Granted, I’m sure this tactic works to some degree. If a channel surfer sees the “breaking news” banner, he or she is probably more likely to stay on the channel for at least a few seconds more. This increases the likelihood that they get sucked in and stay on the channel (and maybe even see an ad or two). Similarly, a “News Alert” e-mail probably increases the open rate, increasing the chance that the reader sees the ad in the e-mail, yielding more value to the advertiser (who is probably paying a premium CPM to access people like me who are known to pay for digital content).

However, overuse of this tactic is akin to crying wolf. At some point the consumer becomes desensitized and flips right by the “Breaking News” graphic or filters the “News Alert” e-mails straight to his or her trash can. I’ve hit this point for sure, and it’s causing me to get less value out of a paid service, which increases my likelihood of churning off as a subscriber.

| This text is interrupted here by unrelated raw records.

PR #5039, opened 2026-08-05
Fix F3 reassembly buffer sizing under load

nvidianz:
Jira: [FLARE-3093](https://jirasw.nvidia.com/browse/FLARE-3093)

## What changed

- derive the receiver's out-of-sequence chunk allowance from the stream window and chunk size instead of using a fixed default of 16
- cap peer-derived buffer sizing while preserving larger operator-configured limits
- repeat only `CHUNK_SIZE` and `WINDOW_SIZE` on data frames so a receiver can size its buffer even when sequence 0 is delayed by frame-pool scheduling
- adopt those sender parameters before buffering pre-sequence-0 chunks
- stop normal sends when the flow-control window reaches its limit
- remove the receiver's unused retry-pending field and stop transmitting that receiver-irrelevant parameter

## Why

FLARE-3093 reports healthy F3 streams aborting under CPU load with `Too many out-of-sequence chunks: 16`. `ConnManager` processes inbound frames in a thread pool, so a sender's in-order frames can reach `RxTask` out of order. The default 64 MiB window allows substantially more than the fixed 16-chunk receiver tolerance.

Sequence 0 carries stream negotiation parameters, but it can itself be delayed behind later frames. Repeating the two parameters needed for buffer sizing lets the receiver establish the correct limit before admitting those later chunks without changing header semantics for older receivers.

## Impact

Large F3 transfers no longer fail solely because scheduling jitter reorders more than 16 chunks. Explicit sender window sizes are honored before sequence 0 is processed, and anomalous peer-derived sizing remains bounded.

## Validation

- `python -m pytest tests/unit_test/fuel/f3/streaming -q` — 374 passed
- scoped Black, isort, and flake8 checks on the four changed files
- deterministic regression coverage for 66 later chunks processed before sequence 0 with a 128 MiB sender and default 64 MiB receiver

### DIFF
--- a/nvflare/fuel/f3/streaming/byte_receiver.py
+++ b/nvflare/fuel/f3/streaming/byte_receiver.py
@@ -45,7 +45,7 @@ MIN_OUT_SEQ_CHUNKS = 16
 # ratio would let a peer size this receiver's reassembly buffer at will. A site
 # that legitimately needs more can raise streaming_max_out_seq_chunks in its own
 # config, which is not capped.
-MAX_DERIVED_OUT_SEQ_CHUNKS = 1024
+MAX_PEER_DERIVED_OUT_SEQ_CHUNKS = 1024
 # Headerless legacy senders can use windows smaller than the new sender
 # default. Keep their receiver-side fallback at the historical 4 MiB so an
 # ACK is sent before those senders exhaust their flow-control window.
@@ -88,13 +88,13 @@ def required_out_seq_chunks(window_size: int, chunk_size: int) -> int:
     the FLARE-3093 regression, where a 64 MiB default window put far more than 16
     chunks in flight.
 
-    The result is capped at MAX_DERIVED_OUT_SEQ_CHUNKS because window_size and
+    The result is capped at MAX_PEER_DERIVED_OUT_SEQ_CHUNKS because window_size and
     chunk_size may be adopted from peer-supplied headers.
     """
     if chunk_size <= 0:
         return MIN_OUT_SEQ_CHUNKS
     window_chunks = (window_size + chunk_size - 1) // chunk_size
-    return max(MIN_OUT_SEQ_CHUNKS, min(window_chunks + 1, MAX_DERIVED_OUT_SEQ_CHUNKS))
+    return max(MIN_OUT_SEQ_CHUNKS, min(window_chunks + 1, MAX_PEER_DERIVED_OUT_SEQ_CHUNKS))
 
 
 class RxTask:
@@ -319,11 +319,11 @@ class RxTask:
         )
         if self.chunk_size > 0:
             window_chunks = (self.window_size + self.chunk_size - 1) // self.chunk_size
-            if window_chunks + 1 > MAX_DERIVED_OUT_SEQ_CHUNKS:
+            if window_chunks + 1 > MAX_PEER_DERIVED_OUT_SEQ_CHUNKS:
                 log.warning(
                     f"{self} streaming_window_size {self.window_size} from {self.origin} needs "
                     f"{window_chunks + 1} out-of-sequence chunks, above the "
-                    f"{MAX_DERIVED_OUT_SEQ_CHUNKS} cap; raise streaming_max_out_seq_chunks on this "
+                    f"{MAX_PEER_DERIVED_OUT_SEQ_CHUNKS} cap; raise streaming_max_out_seq_chunks on this "
                     f"site if this peer's window is legitimate"
                 )
         required_max_out_seq = required_out_seq_chunks(self.window_size, self.chunk_size)
--- a/nvflare/fuel/f3/streaming/byte_receiver.py
+++ b/nvflare/fuel/f3/streaming/byte_receiver.py
@@ -41,6 +41,12 @@ from nvflare.fuel.f3.streaming.stream_utils import ONE_MB, stream_stats_category
 log = logging.getLogger(__name__)
 
 MAX_OUT_SEQ_CHUNKS = 16
+# Upper bound on the out-of-sequence tolerance derived from a peer's
+# WINDOW_SIZE/CHUNK_SIZE headers. Those headers are hints, and an unbounded
+# ratio would let a peer size this receiver's reassembly buffer at will. A site
+# that legitimately needs more can raise streaming_max_out_seq_chunks in its own
+# config, which is not capped.
+MAX_DERIVED_OUT_SEQ_CHUNKS = 1024
 # Headerless legacy senders can use windows smaller than the new sender
 # default. Keep their receiver-side fallback at the historical 4 MiB so an
 # ACK is sent before those senders exhaust their flow-control window.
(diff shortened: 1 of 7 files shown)


nvflare/fuel/f3/streaming/byte_receiver.py
```diff
@@ -68,6 +74,34 @@ def _abbrev(value, limit: int = 64) -> str:
...
+    could therefore send one additional full chunk. Both cases matter during a
+    rolling upgrade.
+
+    The result is capped at MAX_DERIVED_OUT_SEQ_CHUNKS because window_size and
+    chunk_size may be adopted from peer-supplied headers.
+    """
+    if chunk_size <= 0:
+        return MAX_OUT_SEQ_CHUNKS
+    window_chunks = (window_size + chunk_size - 1) // chunk_size
+    return max(MAX_OUT_SEQ_CHUNKS, min(window_chunks + 1, MAX_DERIVED_OUT_SEQ_CHUNKS))
```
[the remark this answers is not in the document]
nvidianz: Thanks. The buffer counts only out-of-sequence chunks, not every in-flight frame. Whenever reassembly is blocked, the expected sequence itself is absent from out_seq_chunks. For a legacy sender with a non-multiple window, at most ceil(window/chunk) normal frames plus one final frame can be in flight, so at most ceil(window/chunk) entries can be buffered; the current ceil(window/chunk) + 1 allowance is already conservative by one. For a divisible window, the legacy sender can add one extra normal frame and one final frame, producing window/chunk + 2 in-flight frames, but only window/chunk + 1 of them can be out of sequence, exactly matching the current allowance. No code change is needed.

nvidianz:
@greptileai

nvflare/fuel/f3/streaming/byte_receiver.py
```diff
@@ -68,6 +74,34 @@ def _abbrev(value, limit: int = 64) -> str:
...
 
 
+def required_out_seq_chunks(window_size: int, chunk_size: int) -> int:
+    """Return the out-of-sequence tolerance needed for a sender's flow-control window.
+
+    Inbound frames are dispatched to a thread pool (ConnManager.process_frame), so
+    chunks that arrive in order can still be *processed* out of order, with a depth
+    that grows under scheduling jitter. The depth is bounded by how many chunks the
+    sender may have unacked, which is what its flow-control window governs:
+    TxTask.send_loop blocks while ``window >= window_size`` and every non-final chunk
```
YuanTingHsieh: [P1] **Account for short reads when deriving the frame-count limit**

This derivation assumes every non-final frame is `chunk_size` bytes, but `Stream.read(size)` explicitly permits shorter reads. In `TxTask.send_loop`, when the next read would overflow the pending buffer, the current partial buffer is sent as a non-final frame. Alternating reads of `chunk_size - 1` and `2` can therefore produce nearly twice as many frames within the same byte window (about 127 normal frames for the default 64 MiB/1 MiB settings), while this calculation permits only 65. A conforming stream can still hit `Too many out-of-sequence chunks` when frame processing is delayed. Please either coalesce/split reads so non-final frames are full-sized or make reassembly protection account for actual frame/byte usage, and add a short-read regression test.

nvflare/fuel/f3/streaming/byte_receiver.py
```diff
@@ -284,6 +305,48 @@ def _handle_new_stream(self, message: Message):
...
+        if self.chunk_size > 0:
+            window_chunks = (self.window_size + self.chunk_size - 1) // self.chunk_size
+            if window_chunks + 1 > MAX_DERIVED_OUT_SEQ_CHUNKS:
+                log.warning(
+                    f"{self} streaming_window_size {self.window_size} from {self.origin} needs "
+                    f"{window_chunks + 1} out-of-sequence chunks, above the "
+                    f"{MAX_DERIVED_OUT_SEQ_CHUNKS} cap; raise streaming_max_out_seq_chunks on this "
+                    f"site if this peer's window is legitimate"
+                )
+        self.max_out_seq = max(self.max_out_seq, required_out_seq_chunks(self.window_size, self.chunk_size))
```
YuanTingHsieh: [P2] **Preserve an explicit receiver-side maximum**

`self.max_out_seq` may contain an explicitly configured `streaming_max_out_seq_chunks`, but this `max()` lets peer-controlled headers raise that value (the new test codifies configured `16` becoming `129`). That contradicts the documented maximum and removes an operator's memory-control setting. Please distinguish an absent setting from an explicit cap. If overriding smaller values is intentional, rename and document the setting as a minimum; similarly, `MAX_OUT_SEQ_CHUNKS` now behaves as `MIN_OUT_SEQ_CHUNKS`, while `MAX_PEER_DERIVED_OUT_SEQ_CHUNKS` would describe the 1024 ceiling more clearly.

nvflare/fuel/f3/streaming/byte_streamer.py
```diff
@@ -285,12 +285,16 @@ def send_loop(self):
...
             window = self.offset - self.offset_ack
-            # It may take several ACKs to clear up the window
-            while window > self.window_size:
-                log.debug(f"{self} window size {window} exceeds limit: {self.window_size}")
+            # It may take several ACKs to clear up the window.
+            # The comparison is >=, not >, so a normal data chunk does not add
+            # another full chunk once the window reaches its limit. The EOS path
+            # above can still send one final frame; RxTask includes that slot when
+            # sizing its reassembly buffer.
+            while window >= self.window_size:
```
YuanTingHsieh: [P2] **Avoid deadlocking a zero-sized window before the first send**

`CommConfigurator` currently accepts `streaming_window_size=0`. Previously the `>` comparison allowed the first frame and then provided stop-and-wait behavior. With `>=`, the initial `window == 0` waits before any frame has been sent, so no ACK can ever open the window and a multi-read stream times out. Changing the unit test from zero to one masks this compatibility regression. Please either reject non-positive windows in every production configuration path or special-case zero to preserve the prior behavior.

YuanTingHsieh (commented):
Review identified three remaining correctness and configuration issues; details are inline.

nvflare/fuel/f3/streaming/byte_receiver.py
nvidianz: Fixed in 816f01995. TxTask now requests only the remaining pending-buffer capacity and keeps a full pending buffer until a non-empty lookahead read, so every non-final frame is chunk-sized. Added a conforming short-read regression that alternates 7-byte and 2-byte reads with an 8-byte chunk size and verifies frame sizes [8, 8, 8, 1].

nvflare/fuel/f3/streaming/byte_receiver.py
nvidianz: Fixed in 816f01995 and 012fba593. An absent setting now derives the required tolerance, while an explicitly configured streaming_max_out_seq_chunks remains authoritative and logs a warning when smaller than the peer-derived requirement. Renamed the bounds to MIN_OUT_SEQ_CHUNKS and MAX_PEER_DERIVED_OUT_SEQ_CHUNKS. Tests cover absent, explicit-small, explicit-large, and derived-cap cases.

nvflare/fuel/f3/streaming/byte_streamer.py
nvidianz: Fixed in 816f01995. Restored the strict window > window_size guard, preserving the existing zero-window stop-and-wait behavior. The watchdog regression now uses streaming_window_size=0 again and verifies that ACK progress allows the stream to complete.

YuanTingHsieh:
[P1] **Update the shipped configurations so they do not pin the old limit**

The receiver now correctly treats an explicitly configured `streaming_max_out_seq_chunks` as authoritative. However, the checked-in [25-Gbit benchmark configuration](https://github.com/NVIDIA/NVFlare/blob/012fba5937a44b17e4aa08ad9f9cca00beed7340/dev_tools/f3/comm_config.yml#L18-L22) still combines a 64 MiB window and 1 MiB chunks with `streaming_max_out_seq_chunks: 16`. That makes `max_out_seq_is_configured` true, so the receiver remains capped at 16 instead of deriving 65—the exact mismatch behind FLARE-3093. The [benchmark README](https://github.com/NVIDIA/NVFlare/blob/012fba5937a44b17e4aa08ad9f9cca00beed7340/dev_tools/f3/README.md#L152-L158) and [communication guide](https://github.com/NVIDIA/NVFlare/blob/012fba5937a44b17e4aa08ad9f9cca00beed7340/docs/user_guide/admin_guide/configurations/communication_configuration.rst#L245-L264) also still advertise 16 as the default.

Please remove this setting from the benchmark/default examples so the value is derived automatically (preferred), or set it to at least 65 for the current 64 MiB/1 MiB defaults. The documentation should explain that 16 is the minimum fallback and that an unset limit is derived from the effective window and chunk sizes.

nvidianz:
@YuanTingHsieh Addressed in 3a887a5a1. Removed streaming_max_out_seq_chunks from the shipped 25-Gbit benchmark configuration so the 64 MiB window / 1 MiB chunk settings derive the required 65-chunk tolerance. Updated the benchmark README and communication guide to document the derived limit, 16-chunk minimum fallback, 1024 peer-derived ceiling, and explicit-value semantics. I also added coverage for the oversized Stream.read result validation; the full F3 streaming suite passes (378 tests).

YuanTingHsieh (approved):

I remain a huge fan of The Journal, but someone in their online department is making some big mistakes. Given my experiences with numerous publishers (online and off), I also know that they aren’t the only ones. Publishers, listen up: if that clever new revenue stream comes at the cost of your content’s quality or your reputation, it’s rarely the right long-term move. I expected better from my favorite paper.